La Guinée confirme son ambition de devenir une place forte de l’industrie extractive mondiale. Deuxième producteur mondial de bauxite, le pays mise désormais sur Simandou, un programme structurant dont l’ampleur dépasse le simple cadre minier. Ce projet inclut la construction d’un chemin de fer transguinéen et d’un port en eau profonde, infrastructures qui pourraient désenclaver tout un pan de l’Afrique de l’Ouest et bouleverser les équilibres logistiques régionaux.

Cette montée en puissance interroge directement la souveraineté économique des États de la région. Le minerai de fer de Simandou, parmi les plus riches du monde, pourrait alimenter des chaînes de valeur locales et régionales, à condition que les recettes soient réinvesties dans des projets énergétiques et industriels. La Côte d’Ivoire, le Libéria ou la Sierra Leone voisins pourraient bénéficier de retombées indirectes, mais aussi subir une concurrence accrue dans l’attraction des investissements miniers.

Le récent Women’s Day – Les mines au féminin, organisé le 25 avril 2026 à Conakry, illustre une autre dimension de cette transformation : la professionnalisation du secteur. Avec seulement 15 % de femmes dans la main-d’œuvre formelle, la Guinée cherche à mobiliser tous ses talents pour accompagner la croissance. Ce défi des ressources humaines est crucial pour que l’essor minier ne reste pas dépendant d’expatriés et contribue durablement au développement local.

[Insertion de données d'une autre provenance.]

Issue #4127, opened 2022-01-12
AdGuardHome 0.107.3 fails to compile on NetBSD 9.x - again


bbartlomiej:
### Issue Details

* **Version of AdGuard Home server:**
  * 0.107.3
* **How did you install AdGuard Home:**
  * Built from source
* **How did you setup DNS configuration:**
  * n/a
* **If it's a router or IoT, please write device model:**
  * n/a
* **CPU architecture:**
  * AMD64
* **Operating system and version:**
  * NetBSD 9.2

### Expected Behavior
Code builds

### Actual Behavior
Code build fails with:
`# github.com/AdguardTeam/AdGuardHome/internal/aghnet
internal/aghnet/net.go:26:9: undefined: ifaceHasStaticIP
internal/aghnet/net.go:31:9: undefined: ifaceSetStaticIP
internal/aghnet/net.go:74:9: undefined: canBindPrivilegedPorts
internal/aghnet/net.go:208:9: undefined: closePortChecker
internal/aghnet/net.go:218:9: undefined: isAddrInUse
*** Error code 2

Stop.
make[1]: stopped in /usr/pkgsrc/wip/adguardhome-0.107.2
*** Error code 1
`

### Screenshots
`# github.com/AdguardTeam/AdGuardHome/internal/aghnet
internal/aghnet/net.go:26:9: undefined: ifaceHasStaticIP
internal/aghnet/net.go:31:9: undefined: ifaceSetStaticIP
internal/aghnet/net.go:74:9: undefined: canBindPrivilegedPorts
internal/aghnet/net.go:208:9: undefined: closePortChecker
internal/aghnet/net.go:218:9: undefined: isAddrInUse
*** Error code 2

Stop.
make[1]: stopped in /usr/pkgsrc/wip/adguardhome-0.107.2
*** Error code 1
`
### Additional Information
Similar problem has been reported for 0.106.2 in the past: #3147

`netbsd# go117 version
go version go1.17.6 netbsd/amd64`

`netbsd# cat go-modules.mk
# $NetBSD$

GO_MODULE_FILES+=       cloud.google.com/go/@v/v0.26.0.mod
GO_MODULE_FILES+=       cloud.google.com/go/@v/v0.31.0.mod
GO_MODULE_FILES+=       cloud.google.com/go/@v/v0.34.0.mod
GO_MODULE_FILES+=       cloud.google.com/go/@v/v0.37.0.mod
[...]

PR #8142, opened 2025-12-01
Build on NetBSD

moubctez:
Add support for NetBSD.
This issue https://github.com/AdguardTeam/AdGuardHome/issues/4127 is still open for 3 years, so let's get it done.

Note:  `internal/aghnet/net_netbsd.go` is identical `internal/aghnet/net_freebsd.go`.


Sil3ntVip3r (changes requested):
The directly modified NetBSD packages cross-compile, but the full application
still does not:

```text
CGO_ENABLED=0 GOOS=netbsd GOARCH=amd64 go build ./...
internal/ossvc/config.go:17:2: undefined: configureOSOptions
```

NetBSD needs an `internal/ossvc` implementation or supported fallback for
`configureOSOptions`. Please add that and make the full NetBSD cross-build
part of verification; package-only compilation currently misses this blocker.

Sil3ntVip3r:
I completed the current-`master` repair and full NetBSD cross-build requested
in my review. The PR's existing NetBSD changes are viable after two small
additions:

1. Add `internal/ossvc/config_netbsd.go`:

```go
//go:build netbsd

package ossvc

import "github.com/kardianos/service"

// configureOSOptions defines additional settings of the service configuration
// on NetBSD.  conf must not be nil.
func configureOSOptions(_ *service.Config) {}
```

2. Add `-o -name '*_netbsd.go'` to the allowed OS suffixes in the
   `underscores` check in `scripts/make/go-lint.sh`.

The second repair is required because the PR correctly introduces NetBSD build
suffixes, but the repository's filename-policy script otherwise rejects them.

Validation on the current-master prototype:

```text
NetBSD amd64 full build                         PASS
NetBSD arm64 full build                         PASS
NetBSD amd64 go vet ./...                       PASS
native affected-package race suites             PASS
make go-check                                   PASS
  including full race suite and govulncheck     PASS (0 callable)
git diff --check + formatting                   PASS
```

The exact old PR head's full build reproduced the missing
`configureOSOptions` error. After adding the fallback, its full quality gate
progressed to unrelated stale toolchain/dependency vulnerabilities, so rebasing
onto master remains necessary.

Runtime DHCP and service installation were not claimed: no real NetBSD host was
available. The fallback intentionally provides compilation only and does not
advertise native service-manager support. With those two repairs and a rebase,
this PR is ready for maintainer runtime validation.

Sil3ntVip3r (changes requested):
Re-reviewed exact head 38d620c16617e7d26920b8b930b1a1213fa27d3c. The previous full-build blocker is fixed: NetBSD amd64 and arm64 full builds, NetBSD amd64 vet, compilation of the affected NetBSD test packages, and make go-check all pass locally.

One NetBSD correctness blocker remains. NetBSD officially supports a static interface through either ifconfig_nnX in /etc/rc.conf or /etc/ifconfig.nnX (https://man.netbsd.org/ifconfig.if.5). ifaceHasStaticIP currently walks only etc/rc.conf. On a standard static /etc/ifconfig.em0 configuration with no ifconfig_em0 assignment, it returns false; enableDHCP then calls the NetBSD unsupported static-IP setter and fails instead of starting DHCP.

Please recognize the interface-file form too, honoring NetBSD’s configuration precedence, and add a NetBSD test fixture for the file-only static configuration (plus variable/file precedence and a dynamic dhcp configuration). That keeps the new platform support correct beyond successful cross-compilation.

Sil3ntVip3r:
I prepared a small, ready-to-cherry-pick follow-up on top of the current head `38d620c16617e7d26920b8b930b1a1213fa27d3c`:

https://github.com/Sil3ntVip3r/AdGuardHome/commit/f4e8a078753b2a8282b9cbae1a6fe2dc80b58fbf

```text
git cherry-pick f4e8a078753b2a8282b9cbae1a6fe2dc80b58fbf
```

It recognizes the documented `/etc/ifconfig.<interface>` form when the
`ifconfig_<interface>` value in `/etc/rc.conf` is missing or empty, while
preserving NetBSD startup precedence: a nonempty `rc.conf` value, including
`dhcp`, wins over the file.  The new NetBSD fixture covers file-only static
configuration, empty-variable fallback, dynamic-variable precedence, static
variable precedence, and semicolon-delimited values.  I also restored the
FreeBSD-only test tag, since the NetBSD behavior now has its own fixture.

Validation completed locally:

- NetBSD amd64 and arm64 full cross-builds
- NetBSD amd64 vet and cross-compilation of the NetBSD fixture
- native `./internal/aghnet` and `./internal/dhcpd` race tests
- `make go-check`

I do not have a native NetBSD host here, so the new fixture still needs one
native NetBSD test run after cherry-picking.  No competing PR was opened.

Pour les investisseurs, la Guinée offre des opportunités considérables, mais dans un contexte de volatilité des cours et d’exigences croissantes en matière de contenu local. La réussite de Simandou dépendra de la capacité du gouvernement à négocier des contrats équilibrés, à garantir la stabilité juridique et à investir dans les infrastructures énergétiques nécessaires à la transformation sur place.

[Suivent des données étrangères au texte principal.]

Issue #961, opened 2019-08-25
RFC - Using MAC identifier in Client settings REQUIRES using AGH DHCP Server. Why?


AnthonyBe:
### Problem Description
Currently, Clients can only be identified by MAC address if AdGuard Home is also a DHCP server.
This is a significant limitation given the newness of limited capability of AGH DHCP server currently.

### Proposed Solution
As the client MAC will be in the network packets, why can't MAC address identifiers be used even if AGH is not the DHCP server? Requiring that AGH be the DHCP server significantly limits the abilty to use client filters and this would likely impact the vast majority of AGH users.

### Alternatives Considered
Do not wish to use AGH DHCP server at this time due to features missing that are available in more mature DHCP servers

ameshkov:
Any other way of using a MAC address would be unreliable. We can't simply synchronize the IP<->Mac table with the DHCP server, there will always be a time when it's out of sync.

> Do not wish to use AGH DHCP server at this time due to features missing that are available in more mature DHCP servers.

Could you please explain what important features are missing?

> AGH DHCP Server is still considered "Experimental" (it is labeled this way in the UI)

Well, yeah, but it's close to removing this label:)

davidbdeath:
One problem with the DHCP server I ran into. My server had a static IP address assigned by my router. When I switched over to using AdGuards DHCP server I was unable to set that IP as it's static when I tried it said IP already in use. Why can't assign the IP a device already has as it's static?

szolin:
> when I tried it said IP already in use
It was already fixed in #833, it will be published in the next version.

AnthonyBe:
> 
> Could you please explain what important features are missing?
> 

Apologies if anything below is incorrect, but it is based on my observation so I may have overlooked or just not worked out how to do something, or a feature might just not be obviously documented.
I'm basing my comparison on Windows Server DHCP Server which I currently use, and within that, the features I currently use.

1. Doesn't work on Windows (I just tried to configure a scope and got error "Can't detect static IP: not supported on Windows")
2. Doesn't support setting DHCP Reservations
3. Not sure, but doesn't appear to support multiple IP ranges, or conversely, range exclusions?
4. Not option to define DNS Server IP (is this 'hard coded' assuming that AGH's IP is offered as DNS server address?).
5. No option to offer multiple IP addresses for DNS setting (i.e. primary and secondary DNS) so clients have fallback
6. DHCP Logging (audit logs)
[...]

PR #8248, opened 2026-02-15
client: identify persistent clients via IPv6 NDP neighbor table

AndyHazz:
## Summary

- Persistent clients configured with a MAC address are only matched when they query over IPv4, because `MACByIP()` only knows about DHCPv4 leases.  Over IPv6 the same device shows up as an unidentified client, so per-client filtering doesn't apply to it.
- This adds the kernel's IPv6 neighbor table (NDP) as a fallback for the IP-to-MAC lookup in `findByIP()`, `FindLoose()`, and `ApplyClientFiltering()`.
- It also covers part of #961 for IPv6: no DHCP server is needed, only that the device is a neighbor on the local link.

## Motivation

On home networks where AdGuard Home is the DNS server, per-client rules (e.g. blocking a service on a child's device) are usually keyed on MAC address, since that's the only identifier that survives address changes.  With IPv6 enabled, devices send queries from SLAAC addresses that have no DHCPv4 lease, so those queries arrive as unidentified clients and the rules are skipped.

The kernel's neighbor table already holds the IPv6-to-MAC mapping, populated when it processes the incoming packets, but nothing consults it.  `internal/arpdb` can parse `ip neigh` output, but on Linux its first source, `/proc/net/arp`, succeeds and is IPv4-only, so the `ip neigh` fallback is never reached.

## Implementation

`internal/client/ndp.go` keeps a `map[netip.Addr]net.HardwareAddr` read from `ip -6 neigh`, run through `executil` with a deadline.

- The table is read at startup and every 30s after that.  A lookup that finds its address missing, or the data expired, additionally schedules a single background read.  Nothing on the DNS request path runs or waits for a command, and no command runs while the client index lock is held.
- Reads are limited to one per 30s, counted on failure as well as success, and only one read runs at a time.  A failed read keeps the previously known neighbors, which stay usable until they expire.
- Data that no successful read has confirmed within 60s isn't used for identifying clients at all: an address may have been reassigned to another device, and a wrong MAC address means the settings of a wrong client.  With the periodic reread, this only comes up when the reads themselves are failing.
- Link-local entries are keyed with the interface from the `dev` field, e.g. `fe80::1%eth0`, since the same link-local address can be in use on several links and request addresses carry their zone.
- Nothing is read unless at least one persistent client is identified by a MAC address.
- Linux only, as `ip -6 neigh` is Linux-specific.  `ndp -an` on BSD/Darwin and `netsh interface ipv6 show neighbors` on Windows are left as a TODO.

## Test plan

- [x] `go test -race -count=1 ./...` and `make go-lint`, also against a merge with current `master`.
- [x] Unit tests for the parser, including entries with no `lladdr`, malformed addresses, and the same link-local address on two interfaces.
- [x] Behavior tests for the reader: rate limiting across failed reads, one read in flight, data kept but no longer used once expired, expired data replaced after a read, IPv4 and IPv4-in-IPv6 addresses ignored.
- [x] Integration tests for `Find`, `FindLoose`, and `ApplyClientFiltering` identifying an IPv6 client through the neighbor table, plus unknown addresses, a failing command, expired data not applying a client's settings, and the settings applying again after a successful read.
- [x] Manual: Raspberry Pi (armv7l) running AGH as DNS + DHCP server; a laptop querying over IPv6 is matched to its persistent client, IPv4 queries unchanged.

## Question for maintainers

Would you rather have this in `internal/arpdb`?  Adding the IPv6 neighbors to the Linux implementation there and building the IP-to-MAC index from `Neighbors()` would drop the separate command and cache from `internal/client` entirely, and would extend MAC matching to IPv4 without DHCP as well.  The cost is that the data would only be as fresh as the 10-minute ARP cycle, which is too slow for filtering a device that has just joined, so it would need its own refresh policy anyway.  Happy to rework it that way if you prefer.

### DIFF
--- a/internal/client/storage.go
+++ b/internal/client/storage.go
@@ -1,12 +1,16 @@
 package client
 
 import (
+	"bufio"
+	"bytes"
 	"context"
 	"fmt"
 	"log/slog"
 	"net"
 	"net/netip"
+	"os/exec"
 	"slices"
+	"strings"
 	"sync"
 	"time"
 
@@ -114,6 +118,10 @@ type StorageConfig struct {
 	// configuration file.  Each client must not be nil.
 	InitialClients []*Persistent
 
+	// NDPData returns the raw output of the IPv6 neighbor table.  If nil,
+	// defaults to running "ip -6 neigh".
+	NDPData func() ([]byte, error)
+
 	// ARPClientsUpdatePeriod defines how often [SourceARP] runtime client
 	// information is updated.
 	ARPClientsUpdatePeriod time.Duration
@@ -150,6 +158,15 @@ type Storage struct {
 	// arpDB is used to update [SourceARP] runtime client information.
 	arpDB arpdb.Interface
 
+	// ndpData returns the raw output of the IPv6 neighbor table.
+	ndpData func() ([]byte, error)
+
+	// ndpCache maps IPv6 addresses to MAC addresses from the kernel NDP
+	// neighbor table.  Used to identify persistent clients querying over IPv6.
+	ndpCache   map[netip.Addr]net.HardwareAddr
+	ndpCacheMu sync.RWMutex
+	ndpCacheAt time.Time
+
 	// done is the shutdown signaling channel.
 	done chan struct{}
 
@@ -173,6 +190,11 @@ func NewStorage(ctx context.Context, conf *StorageConfig) (s *Storage, err error
 	tags := slices.Clone(allowedTags)
 	slices.Sort(tags)
 
+	ndpData := conf.NDPData
+	if ndpData == nil {
+		ndpData = defaultNDPData
+	}
+
 	s = &Storage{
 		logger:                 conf.Logger,
 		mu:                     &sync.Mutex{},
@@ -182,6 +204,8 @@ func NewStorage(ctx context.Context, conf *StorageConfig) (s *Storage, err error
 		dhcp:                   conf.DHCP,
 		etcHosts:               conf.EtcHosts,
 		arpDB:                  conf.ARPDB,
+		ndpData:                ndpData,
+		ndpCache:               make(map[netip.Addr]net.HardwareAddr),
 		done:                   make(chan struct{}),
 		allowedTags:            tags,
 		arpClientsUpdatePeriod: conf.ARPClientsUpdatePeriod,
@@ -241,6 +265,91 @@ func (s *Storage) ReloadARP(ctx context.Context) {
 	if s.arpDB != nil {
 		s.addFromSystemARP(ctx)
 	}
+
+	s.refreshNDP()
+}
+
+// defaultNDPData returns the output of "ip -6 neigh".
+func defaultNDPData() ([]byte, error) {
+	return exec.Command("ip", "-6", "neigh").Output()
+}
+
+// refreshNDP reads the IPv6 neighbor table and caches the IPv6 address to MAC
+// address mappings.
+func (s *Storage) refreshNDP() {
+	out, err := s.ndpData()
+	if err != nil {
+		return
+	}
+
+	cache := parseNDPNeigh(out)
+
+	s.ndpCacheMu.Lock()
+	s.ndpCache = cache
+	s.ndpCacheAt = time.Now()
+	s.ndpCacheMu.Unlock()
+}
+
+// parseNDPNeigh parses the output of "ip -6 neigh" and returns a map of IPv6
+// addresses to MAC addresses.  The expected input format:
+//
+//	fe80::1 dev eth0 lladdr aa:bb:cc:dd:ee:ff REACHABLE
+func parseNDPNeigh(data []byte) (cache map[netip.Addr]net.HardwareAddr) {
+	cache = make(map[netip.Addr]net.HardwareAddr)
+	sc := bufio.NewScanner(bytes.NewReader(data))
+
+	for sc.Scan() {
+		fields := strings.Fields(sc.Text())
+		if len(fields) < 5 {
+			continue
+		}
+
+		ip, parseErr := netip.ParseAddr(fields[0])
+		if parseErr != nil {
+			continue
+		}
+
+		for i, f := range fields {
+			if f == "lladdr" && i+1 < len(fields) {
+				mac, macErr := net.ParseMAC(fields[i+1])
+				if macErr == nil {
+					cache[ip] = mac
+				}
+
+				break
+			}
+		}
+	}
+
+	return cache
+}
+
+// macFromNDP returns the MAC address for the given IPv6 address from the NDP
+// neighbor cache.  If the cache is stale (>30s) and the address is not found,
+// it refreshes the cache and retries once.
+func (s *Storage) macFromNDP(ip netip.Addr) net.HardwareAddr {
+	if !ip.Is6() {
+		return nil
+	}
+
+	s.ndpCacheMu.RLock()
+	mac := s.ndpCache[ip]
+	stale := time.Since(s.ndpCacheAt) > 30*time.Second
+	s.ndpCacheMu.RUnlock()
+
+	if mac != nil {
+		return mac
+	}
+
+	if stale {
+		s.refreshNDP()
+
+		s.ndpCacheMu.RLock()
+		mac = s.ndpCache[ip]
+		s.ndpCacheMu.RUnlock()
+	}
+
+	return mac
 }
 
 // addFromSystemARP adds the IP-hostname pairings from the output of the arp -a
@@ -568,6 +677,12 @@ func (s *Storage) findByIP(addr netip.Addr) (p *Persistent, ok bool) {
 	}
 
 	foundMAC := s.dhcp.MACByIP(addr)
+	if foundMAC == nil {
+		// Fall back to the NDP neighbor table for IPv6 addresses that
+		// don't have a corresponding DHCPv4 lease.
+		foundMAC = s.macFromNDP(addr)
+	}
+
 	if foundMAC != nil {
 		return s.index.findByMAC(foundMAC)
 	}
@@ -594,6 +709,10 @@ func (s *Storage) FindLoose(ip netip.Addr, id string) (p *Persistent, ok bool) {
 	}
 
 	foundMAC := s.dhcp.MACByIP(ip)
+	if foundMAC == nil {
+		foundMAC = s.macFromNDP(ip)
+	}
+
 	if foundMAC != nil {
 		return s.index.findByMAC(foundMAC)
 	}
@@ -775,6 +894,10 @@ func (s *Storage) ApplyClientFiltering(id string, addr netip.Addr, setts *filter
 
 	if !ok {
 		foundMAC := s.dhcp.MACByIP(addr)
+		if foundMAC == nil {
+			foundMAC = s.macFromNDP(addr)
+		}
+
 		if foundMAC != nil {
 			c, ok = s.index.findByMAC(foundMAC)
 		}
--- a/internal/client/storage.go
+++ b/internal/client/storage.go
@@ -1,16 +1,12 @@
 package client
 
 import (
-	"bufio"
-	"bytes"
 	"context"
 	"fmt"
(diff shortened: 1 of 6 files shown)


Sil3ntVip3r (commented):
The failed-refresh path can turn this into a per-query process storm. `macFromNDP` decides whether to retry from `ndpCacheAt`, but `refreshNDP` updates that timestamp only after `ip -6 neigh` succeeds. If the command is unavailable or returns an error, the startup refresh leaves the timestamp zero (and a later failure leaves it expired), so every unknown IPv6 DNS request synchronously launches the command again. `ApplyClientFiltering` is on the normal request path, and concurrent requests can all observe the stale value before any refresh completes, multiplying processes and request latency. Please track the last attempt on both success and failure and serialize/singleflight refreshes, while retaining the last successful cache on errors. A regression test can inject failing and blocking `NDPData` functions, issue repeated and concurrent unknown-IPv6 lookups, and assert at most one attempt per cooldown and one refresh in flight.

internal/client/storage.go
```diff
@@ -241,6 +265,91 @@ func (s *Storage) ReloadARP(ctx context.Context) {
...
+
+// defaultNDPData returns the output of "ip -6 neigh".
+func defaultNDPData() ([]byte, error) {
+	return exec.Command("ip", "-6", "neigh").Output()
+}
+
+// refreshNDP reads the IPv6 neighbor table and caches the IPv6 address to MAC
+// address mappings.
+func (s *Storage) refreshNDP() {
+	out, err := s.ndpData()
```
Sil3ntVip3r: **Medium severity, high confidence:** Please make this refresh bounded and singleflight, and record the attempt even when `ndpData` fails. `macFromNDP` treats the cache as stale until a successful refresh, so an unavailable/failing `ip` command is retried by every unknown IPv6 request; concurrent misses all enter this function at once. It is also called synchronously from `Find`/`FindLoose` while `Storage.mu` is held and from the DNS filtering path, with no command context or timeout. Review-only tests observed 3 attempts for 3 consecutive misses, overlapping refreshes in 20/20 runs, and an unrelated lookup blocked behind a slow refresh. Keep the last successful cache, add an attempt cooldown plus singleflight/serialization, and run the external command with a deadline outside the main client-index lock. Cover failed, slow, and concurrent refreshes in regression tests.

internal/client/storage.go
```diff
@@ -241,6 +265,91 @@ func (s *Storage) ReloadARP(ctx context.Context) {
...
+	cache = make(map[netip.Addr]net.HardwareAddr)
+	sc := bufio.NewScanner(bytes.NewReader(data))
+
+	for sc.Scan() {
+		fields := strings.Fields(sc.Text())
+		if len(fields) < 5 {
+			continue
+		}
+
+		ip, parseErr := netip.ParseAddr(fields[0])
```
Sil3ntVip3r: **Medium severity, high confidence:** Preserve the interface zone for link-local neighbors. Linux reports `fe80::1 dev eth0 ...`, so this stores the unzoned key `fe80::1`, while DNS socket addresses retain their scope as `fe80::1%eth0`; `macFromNDP` then misses and the feature does not identify that client. Simply stripping the incoming zone is unsafe because the same link-local address may exist on multiple interfaces. Parse the `dev` field and key link-local entries with `ip.WithZone(interfaceName)` (global addresses should remain unzoned). A regression test with identical link-local addresses on two interfaces should verify that each zoned source resolves to its own MAC.

Sil3ntVip3r (changes requested):
I revalidated exact head `26f2f8ca7ee483464f007790e63ea13a32d4da3b`. The earlier refresh-storm concern remains, and deterministic review-only tests now confirm both repeated retries and concurrent refreshes. I also found a separate correctness issue for scoped link-local IPv6 clients; details and smallest fixes are inline.

Validation performed:

- `go test -race -count=1 ./internal/client` passed at the exact head.
- `go test -race -count=1 ./...` passed at the exact head.
- The PR merged cleanly onto current upstream `master` (`091d9287fc81613f08072a8d5381214f5422df87`), and `go test -race -count=1 ./internal/client` passed in that synthetic merge.
- Review-only failure-cooldown test: three consecutive misses caused three refresh attempts instead of one.
- Review-only singleflight test: two refreshes overlapped in all 20 runs.
- Review-only lock test: a blocked refresh held the client-storage mutex long enough to block an unrelated lookup.
- Review-only scoped-address test: `fe80::1%eth0` failed to match the parsed `fe80::1 dev eth0` entry in all 20 runs.
- `make go-check` stopped in `go-lint`: `internal/client/ndp_internal_test.go` is not `gofmt`-clean (one map-literal alignment change). Please run the repository formatter as part of the update.
- GitHub reports no checks for this branch.

The normal-path tests are useful, but the request-path refresh behavior and link-local keying need correction before this is safe to merge.

internal/client/storage.go
```diff
@@ -241,6 +265,91 @@ func (s *Storage) ReloadARP(ctx context.Context) {
...
+	if !ip.Is6() {
+		return nil
+	}
+
+	s.ndpCacheMu.RLock()
+	mac := s.ndpCache[ip]
+	stale := time.Since(s.ndpCacheAt) > 30*time.Second
+	s.ndpCacheMu.RUnlock()
+
+	if mac != nil {
```
Sil3ntVip3r: **Medium severity, high confidence:** Do not return an expired positive entry before refreshing it. If an IPv6 address moves from device/MAC A to device/MAC B, this branch keeps returning MAC A without consulting the now-updated kernel table; the production periodic refresh interval is ten minutes, so A's client filtering or upstream policy can be applied to B throughout that window. A review-only test seeded an expired A mapping and made `ndpData` return B: `macFromNDP` returned A and called the provider zero times in all 20 runs. When `stale` is true, refresh before accepting either a hit or miss; if that refresh fails, retaining the prior hit is a reasonable availability fallback. Add a regression test covering old-MAC to new-MAC replacement.

Sil3ntVip3r (commented):
One additional identity-correctness case was confirmed after the main review: an expired cache hit is returned without any refresh, so a reassigned IPv6 address can retain the previous device's MAC mapping until the ten-minute periodic refresh. The deterministic review-only test failed in all 20 runs; details are inline.

Sil3ntVip3r (changes requested):
Thanks for the substantial update. I re-reviewed exact head
`908e24d9f066c50c73afd5a6f448b2fefff9e62c`. The asynchronous read,
attempt cooldown, single-flight guard, command timeout, Linux gating, and
link-local zone handling resolve the earlier findings. One identity-correctness
blocker remains in the new stale-data contract.

`ndpNeighbors.macFor` reads the cached MAC, notices that the data is at least
30 seconds old, schedules a refresh, and still returns the expired MAC
(`internal/client/ndp.go:109-118`). If the IPv6 address has been reassigned,
the triggering request is attributed to the previous device. If the refresh
fails, the same expired mapping continues to be returned for every request,
indefinitely, with another attempt only after each cooldown.

This is not only stale display data: `Storage.findByIP`, `FindLoose`, and
`ApplyClientFiltering` use that MAC to select a persistent client. The new
device can therefore inherit the previous client's filtering, blocked-service,
and custom-upstream policy until a refresh succeeds.

The submitted test currently makes this behavior explicit:
`TestNDPNeighbors_macFor/outdated_data_is_replaced` expects the old MAC on the
request that detects expiry. I added a disposable exact-head regression that
performed a successful read, advanced the fake clock by `ndpDataTTL`, then made
the refresh fail. It expected an expired identity not to be returned. The test
failed both before and after the failed refresh:

```text
Expected nil, but got aa:bb:cc:dd:ee:ff
--- FAIL: TestReviewNDPNeighbors_staleIdentityIsNotUsed
```

The smallest safe fix is to schedule the background read but return no MAC once
`updated` is expired. The last successful map can remain stored across read
errors, but it should not be used for identity or policy until a successful
read refreshes `updated`. Please adjust the outdated-data test accordingly and
add a storage-level regression proving that an expired NDP mapping does not
apply the previous persistent client's settings; after a successful refresh,
the new mapping should apply normally.

Fresh validation on the clean exact head:

```text
PASS: go test -race -count=20 -run '^TestNDPNeighbors_macFor$' ./internal/client
PASS: go test -race -count=1 ./internal/client
PASS: go vet ./internal/client/...
PASS: gofmt inspection and git diff --check
EXPECTED FAIL: disposable stale-identity regression above
```

The disposable test was removed afterward and the checkout is clean. GitHub's
current build/lint `action_required` runs contain zero jobs, so they are fork
approval gates rather than test failures.

AndyHazz:
Conceded - an expired mapping selecting a persistent client is worse than not identifying one, and the unbounded case when reads keep failing was a real gap.

`macFor` now returns no MAC once no successful read has confirmed the data within the TTL, and only schedules the read. `outdated_data_is_replaced` is replaced by `expired_data_is_replaced`, and `failed_read_keeps_data` covers your scenario directly: successful read, clock advanced by the TTL, refresh failing, no MAC returned. Storage-level regressions added as asked: `expired_data_not_applied` (expired mapping applies no client settings, and still doesn't after the failing read completes) and `refreshed_data_applied`.

One addition beyond the fix. Returning nil on expiry on its own costs identification in normal operation: `updated` only advances on a successful read, so one request per TTL finds the data expired and gets no client, which for per-client filtering means that query silently falls back to the global settings. So the table is now also reread on a 30s ticker (`periodicNDPUpdate`, alongside the existing `periodicARPUpdate`, with the same Linux and MAC-configured gating), and `ndpDataTTL` is two intervals, so one transient failure is tolerated. With that, a request only finds the data expired when the reads themselves are failing - which is exactly when it shouldn't be trusted.

`make go-lint` clean, `go test -race -count=20` on the NDP tests and `-count=1 ./...` pass, also against a merge with current `master` (`369d4761`).

Sil3ntVip3r (changes requested):
Thanks for addressing the stale-identity case. I rechecked exact head
`83d9b0bee75e7bb9bdefafcc6ec34b72fe3cfc42`. The implementation now returns no
MAC once the NDP data expires, preserves the previous map only while it remains
within its TTL, and covers both failed-refresh policy isolation and successful
re-identification. The earlier request-storm, single-flight, timeout, and
link-local-zone findings also remain resolved.

One merge-integration issue remains. This branch is 130 commits behind current
`master` (`369d47616342c8be82262bf798f2fed2f64b697f`). Although the branch view
shows the NDP changelog entry under its old `Unreleased` section, GitHub's
generated merge commit places the entry and its `[#961]` reference inside the
already released `v0.107.72` section:

```text
## [v0.107.72] - 2026-02-19
...
### Added
...
- On Linux, persistent clients ... ([#961]).
```

Please update the branch from current `master` and relocate both the NDP entry
and the `[#961]` link into the current `Unreleased` section. No production-code
change is requested.

Exact-head validation completed locally:

```text
focused NDP race tests, count 20
PASS

complete internal/client race tests, count 3
PASS

go vet ./internal/client/...
PASS

make go-check
PASS
```

A clean synthetic merge onto current `master` also passed the focused and
package race tests, vet, `make go-check`, `make go-os-check`, `make md-lint`,
and `git diff --check`. The exact-head build and lint runs currently show
`action_required` with zero jobs; those are fork-approval gates, not test
failures.

Sil3ntVip3r (approved):
Re-reviewed exact head `c3f50ec1fa684c264aef1a6a1d6ef80445cb6b6d`. The requested integration update is complete: the branch is fully based on current `master` (`369d47616342c8be82262bf798f2fed2f64b697f`), the range-diff preserves the previously reviewed NDP implementation and regressions, and both the NDP entry and `[#961]` reference now live in the current `Unreleased` section rather than `v0.107.72`.

Fresh exact-head validation passed:

- focused NDP race tests, count 20;
- complete `internal/client` race tests, count 3;
- `go vet ./internal/client/...`;
- `make go-check`;
- `make go-os-check`;
- `make md-lint`;
- `git diff --check upstream/master...HEAD`.

I found no remaining blocker at this exact head. The current build and lint workflow runs are `action_required` with zero jobs, so they are fork-approval gates rather than test failures.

Ce mouvement guinéen s’inscrit dans une tendance plus large en Afrique de l’Ouest : la renégociation des contrats miniers pour accroître la part locale et la construction d’infrastructures régionales. Le défi est de faire du secteur extractif un levier de souveraineté plutôt qu’une source de dépendance. L’exemple de Simandou, par son échelle, pourrait influencer durablement les politiques minières de toute la région.